On the monetary front, HSBC predicts that as the last ASEAN central bank to move, the SBV has been actively “playing catch up” in the face of a weakening VND and rising imported inflation. Only starting in September, the SBV has delivered back-to-back rate hikes of 100bp each time, taking the refinancing rate to 6.0% by end- October. For now, bolder rate hikes reflect more of a concern from external factors, such as the Fed’s rapid hiking cycle and FX volatility. Granted, external factors have turned more favourable in recent weeks, with the Fed likely slowing down its rate hikes and easing exchange rate pressure.

However, rising core inflation increasingly suggests the SBV’s hiking cycle is still under way. HSBC expects the SBV to raise its refinancing rate by 50bp each in 1Q23 and 2Q23, taking the refinancing rate to 7.0% by mid-2023.

The biggest downside risk to Vietnam’s growth is intensifying trade headwinds. Vietnam is not immune to a notable global trade slowdown – in other words, “pay-back” time has arrived. Since the advent of the US-China trade tensions Vietnam has been one of the biggest beneficiaries in terms of both trade and FDI diversion, boosting its export share in the US market in particular. As a result, Vietnam has become increasingly vulnerable to a US economic slowdown.

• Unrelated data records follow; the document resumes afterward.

PR #227, opened 2024-03-05
Further clarified scope of lock_id

glpatcern:
Follow up from #226: the `lock_id` payload of storage requests that do not alter the content of a file MAY or MAY NOT be honored, because the storage MAY allow for modifying files' metadata (in particular grants or other arbitrary metadata) without enforcing eventual locks.

As such, the spec changed from `MUST` to `SHOULD`, with an additional `MAY` clause.

This only affects the comments, the protobuf payloads did not change.

### DIFF
--- a/cs3/storage/provider/v1beta1/provider_api.proto
+++ b/cs3/storage/provider/v1beta1/provider_api.proto
@@ -205,7 +205,9 @@ message AddGrantRequest {
   Grant grant = 3;
   // OPTIONAL.
   // A lock_id: should the reference be locked, the stored
-  // lock_id MUST be equal to the given value.
+  // lock_id SHOULD be equal to the given value. However,
+  // storage implementations MAY allow for setting grants
+  // even if the lock does not match.
   string lock_id = 4;
 }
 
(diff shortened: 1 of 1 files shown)


glpatcern:
@butonic this was motivated by the fact that EOS allows to alter xattrs no matter the lock state, and I think it makes sense: e.g. I can (further) share a file even if it's being edited by someone. How did you implement the decomposedfs in Reva edge?

cs3/storage/provider/v1beta1/provider_api.proto
```diff
@@ -840,7 +846,9 @@ message UpdateGrantRequest {
   Grant grant = 3;
   // OPTIONAL.
   // A lock_id: should the reference be locked, the stored
-  // lock_id MUST be equal to the given value.
+  // lock_id SHOULD be equal to the given value. However,
+  // storage implementations MAY allow for setting grants
```
glpatcern, line 850:
```suggestion
  // storage implementations MAY allow for updating grants
```

cs3/storage/provider/v1beta1/provider_api.proto
```diff
@@ -786,7 +790,9 @@ message RemoveGrantRequest {
...
```
glpatcern, line 794:
```suggestion
  // storage implementations MAY allow for unsetting grants
```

The other risk comes from upward pressures to energy prices. Despite petroleum prices falling below June’s peaks, they remain at elevated levels. To reduce the risk of potentially volatile onshore fuel inventories, the government has been directing domestic refineries and energy SOEs to plan to raise energy imports for at least the first half of 2023. This would likely squeeze Vietnam’s current account advantage, on the back of higher import bills.

Vietnam is still benefiting from re-opening, with retail sales up 17% y-o-y in November. Although sequential growth is showing some signs of moderating, there is still room for a recovery.

International tourists reached just 16% of 2019’s levels year-to-date in November 2022.

Expanding into new markets, such as India, will provide some support against a lack of mainland Chinese tourists.

However, external headwinds may weigh on the local labour market. Many workers have experienced cuts in working hours. The Vietnam General Confederation of Labor expects pressure on manufacturing employment to continue until mid-2023.

The US and the EU encompass more than 40% of total exports. Some major export categories are also dominated by the US, with almost half of Vietnam’s machinery exports sent to the US.

Another major export category highly exposed to US demand is wooden products (roughly 60%).

Slowing property market activity in the West brings further downside risk to Vietnam’s exports.

Not all is gloomy. Despite cyclical headwinds, firms continue to invest in Vietnam. Major electronics firms Samsung and LG both recently announced that they will be further investing in Vietnam, highlighting Vietnam’s long-term attractiveness.